→ Recorded data:
Issue #3312, opened 2025-03-17
FutureCalls - enable running in parallel


yourny:
### Problem to Solve

I've got a FutureCall that runs for a long time. While it runs, no other future call is ran.
I also have a lot of FutureCalls in general which are used to run logic on the server independent of clients.
Having these run all serial would slow down my service massively since clients are waiting for their results.

### Proposal

I would like FutureCalls to run in parallel.

### Use Case

Having frequent FutureCall runs.

### Alternatives

none

### Additional context

After looking into the implementation, this seems to be due to future calls always waiting for the current one to finish before starting another.

### How experienced are you with this library?

Expert - Experienced and comfortable with using this library in complex projects

### Are you interested in working on a PR for this?

- [ ] I want to work on this

yourny:
FutureCallManager - _checkQueue seems to be where this will have to be implemented

inf0rmatix:
Also adding to documentation more detail about how FutureCalls are processed is vital to anyone relying on FutureCalls more then once a day.

SandPod:
Hey @yourny 👋 

Makes perfect sense. We are looking at finalizing future calls during this spring. Then we will take a performance overview of the feature a long with completing the documentation.

inf0rmatix:
Hey @SandPod thanks for the quick response! :)

Do you think, just implementing the change to run future calls in parallel up to a defined max amount of concurrent calls per registered FutureCall would be a good solution?

This way, FutureCalls that need to be queued could still be queued while others that need to be run asap be run in parallel while being able to secure performance by specifying a set limit for every future call (and maybe one for all future calls in total)?

inf0rmatix:
I'd implement this if you don't mind :)

inf0rmatix:
I did a first iteration on a possible solution, please have a look @SandPod  :)

inf0rmatix:
Thanks for taking the time :)

My current implementation will ensure the behavior as is currently.

I implemented the feature to be configurable to have a global concurrent future call limit (which is by default = 1) as well as a per future call limit, which is by default = 1.

Global Future Call limit is specified using an environment variable.
Per Future Call limit is specified within the FutureCall where you can override a getter which by default is implemented to return 1.

I will look into your concerns regarding the session, did not think about that yet :)

[...]

PR #3326, opened 2025-03-19
feat: Implement concurrency for future call manager

inf0rmatix:
- Added a maximum concurrency limit for running future calls, which takes precedence over individual future call limits.
- Updated FutureCallManager to handle concurrency and ensure that the total number of concurrent future calls does not exceed the defined limit.
- Enhanced configuration to allow setting the concurrency limit via ServerpodConfig.
- Updated relevant classes and methods to support the new concurrency management features.
- Default behavior is unchanged

Solves #3312 

## Pre-launch Checklist

## Breaking changes


packages/serverpod/lib/src/server/future_call_manager.dart
```diff
@@ -88,91 +102,244 @@ class FutureCallManager {
...
     _shuttingDown = true;
 
-    await _pendingFutureCall.future;
+    await _waitForRunningFutureCalls();
   }
 
-  void _run() async {
+  void _run() {
     unawaited(_checkQueue());
   }
```
SandPod, line 110: Suggestion: Delete the `_run()` method.

This is only used inside of `start()`.

packages/serverpod/lib/src/server/future_call.dart
```diff
@@ -15,6 +15,9 @@ abstract class FutureCall<T extends SerializableModel> {
   /// The type of the data provided by when calling [invoke].
   Type get dataType => T;
 
+  /// The maximum number of concurrent running calls with the same [name].
+  int get concurrentLimit => 1;
```
SandPod, line 19: Discussion: I don't think this is a reasonable approach. Scheduled tasks should have no opinion on the environment they are run in. And when we expand this problem to multiple servers running in a cluster the guarantee would be different depending on what server picks up the scheduled task.

packages/serverpod_shared/lib/src/environment_variables.dart
```diff
@@ -141,6 +144,7 @@ enum ServerpodEnv {
       (ServerpodEnv.webPublicPort) => ServerpodServerConfigMap.publicPort,
       (ServerpodEnv.webPublicScheme) => ServerpodServerConfigMap.publicScheme,
       (ServerpodEnv.maxRequestSize) => 'maxRequestSize',
+      (ServerpodEnv.futureCallConcurrencyLimit) => 'futureCallConcurrencyLimit',
```
SandPod, line 147: Suggestion: Create a `futureCall` namespace and place `concurrencyLimit` under that.

This makes it possible to add the timeout configuration as well.

SandPod (changes requested):
Thank you for finding and attempting to tackle multiple issues with the Future call approach.

As this part of the code does not have exhaustive tests we need to tread carefully to ensure we don't brake existing functionality.

You are attempting at solving multiple issues with future calls in the same PR. Please break these apart into multiple PRs (suggest you start with running future calls concurrently), and add them together with tests that validate the changes work as expected.

packages/serverpod_shared/lib/src/config.dart
```diff
@@ -610,6 +624,26 @@ String _readServerId(
   return serverId;
 }
 
+int _readFutureCallConcurrencyLimit(
```
SandPod, line 627: Suggestion: A value less than 1 should mean that no concurrency limit is put in place.

Long term, we want to allow users to configure no specific limit for the number of future calls that are running concurrently. So short term we can use any negative or 0 value to represent that.

SandPod: These two do not contradict each other. Adding a "future call" concurrency limit should still be possible. It should just also be possible to configure "no limit" if that is desired.

A use case for this would be If the user is running many lightweight but slow future calls (say, fetching updates from multiple slow servers and updating the database state); this limitation would be redundant.

inf0rmatix:
> Thank you for finding and attempting to tackle multiple issues with the Future call approach.
> 
> As this part of the code does not have exhaustive tests we need to tread carefully to ensure we don't brake existing functionality.
> 
> You are attempting at solving multiple issues with future calls in the same PR. Please break these apart into multiple PRs (suggest you start with running future calls concurrently), and add them together with tests that validate the changes work as expected.

Thanks for taking the time @SandPod :)

Please clarify where you identify multiple features, in my opinion this is one single feature. The moment future calls can be run concurrently, a (configurable) limit becomes necessary too. 
First and foremost, to keep the current default behavior and second, to enable load limiting as scheduled jobs tend to be used for work-heavy tasks.

packages/serverpod_shared/lib/src/config.dart
inf0rmatix: That was not the right thread for my response xD 
Yes, I second your suggestion for unlimited power/ concurrency.

packages/serverpod/lib/src/server/future_call_manager.dart
inf0rmatix: Done :)

packages/serverpod/lib/src/server/future_call.dart
inf0rmatix: I see your reasoning, especially with a use case where we'd want to have specific FutureCall running only once across all instances because of some database manipulations for example. 

So maybe just having a per server "in total" limit of running FutureCalls to enable resource preservation would be better. 

In my current use-case, I need a specific FutureCall to be running once concurrently. To ensure this, I'd then have to implement a solution on my own. The approach I implemented would work for this use-case, until there's more then one instance. Did not think of that ^^

inf0rmatix: I removed the per FutureCall concurrency limit as I understand and follow your reasoning :)

packages/serverpod_shared/lib/src/config.dart
inf0rmatix: Done :)

packages/serverpod_shared/lib/src/environment_variables.dart
inf0rmatix: I'm not sure would exactly you mean. Similar to `ServerpodServerConfigMap.publicScheme` i.e. `ServerpodFutureCallCOnfigMap.concurrencyLimit` ?

SandPod: Yes, exactly!

Or how `sessionLogs` are configurable.

Example configuration here: https://github.com/serverpod/serverpod/blob/a6f77e6914cb25fbd9ef784e641621c931505f16/tests/serverpod_test_server/config/development.yaml#L30-L32

With implementations here:
- https://github.com/serverpod/serverpod/blob/a6f77e6914cb25fbd9ef784e641621c931505f16/packages/serverpod_shared/lib/src/environment_variables.dart#L18-L19
- https://github.com/serverpod/serverpod/blob/a6f77e6914cb25fbd9ef784e641621c931505f16/packages/serverpod_shared/lib/src/config.dart#L420

SandPod:
> Please clarify where you identify multiple features, in my opinion this is one single feature. The moment future calls can be run concurrently, a (configurable) limit becomes necessary too.

I view these as different fixes:
1. Ensure future calls can run concurrently.
2. Ensure future calls are not removed from the database without being processed.

The second one needs some special care when thinking about multiple servers interacting with the same source. I think it would be best to tackle this one in isolation.

packages/serverpod/lib/src/util/mutex.dart
```diff
@@ -0,0 +1,45 @@
+import 'dart:async';
+
+/// A mutex implementation that allows for synchronized execution of code.
+///
+/// This class provides a synchronized block that ensures that only one
+/// operation can execute at a time. It uses a list of waiting operations
+/// to manage the order of execution.
```
SandPod, line 7: Suggestion: In the server package we already depend on https://pub.dev/packages/synchronized, could we use their `Lock` for this instead?

inf0rmatix: OOooh, I did not see that. Of course :) Will do!

packages/serverpod_shared/lib/src/environment_variables.dart
inf0rmatix: If no FutureCallConfig is present, it will be null afaik. This however would enable unlimited concurrent FutureCalls. How should I handle this to ensure default behavior is maintained when no config is present?

SandPod: You can use the same approach here as for the sessionLogs, if the values are missing we assing then to the default values.

So no config: 
- `concurrencyLimit=1`
- `pollFrequency(find a better name than this (: )=5` 

Then the FutureCallManager always expects these values to be passed in.

inf0rmatix: I have implemented it so that FutureCallConfig is always present and if nothing configured by the user, current default values are set.

Also added tests :)

packages/serverpod/lib/src/server/future_call_manager.dart
```diff
@@ -88,91 +102,244 @@ class FutureCallManager {
...
     // again.
-    if (_server.serverpod.commandLineArgs.role == ServerpodRole.monolith &&
-        !_shuttingDown) {
-      // Check the queue again in 5 seconds
-      _timer = Timer(const Duration(seconds: 5), _checkQueue);
-    } else if (_server.serverpod.commandLineArgs.role ==
-        ServerpodRole.maintenance) {
+    if (isMonolith && !_shuttingDown) {
+      // Check the queue again in 1 second
+      _timer = Timer(const Duration(seconds: 1), _checkQueue);
```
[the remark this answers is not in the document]
inf0rmatix: Done :)

packages/serverpod_shared/lib/src/config.dart
```diff
@@ -45,6 +46,12 @@ class ServerpodConfig {
   /// Default is 30 seconds.
   final Duration? experimentalDiagnosticHandlerTimeout;
 
+  /// The maximum number of concurrent running future calls.
+  /// Takes precedence over the [FutureCall.concurrentLimit] setting.
+  /// Even if a single FutureCall has a higher limit, the total number of
+  /// concurrent future calls will not exceed this limit.
+  final int futureCallConcurrencyLimit;
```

→ Work to complete: Take from the listing above each line that contains the string "sessionLogs".

→ Response box:
Or how `sessionLogs` are configurable.
SandPod: You can use the same approach here as for the sessionLogs, if the values are missing we assing then to the default values.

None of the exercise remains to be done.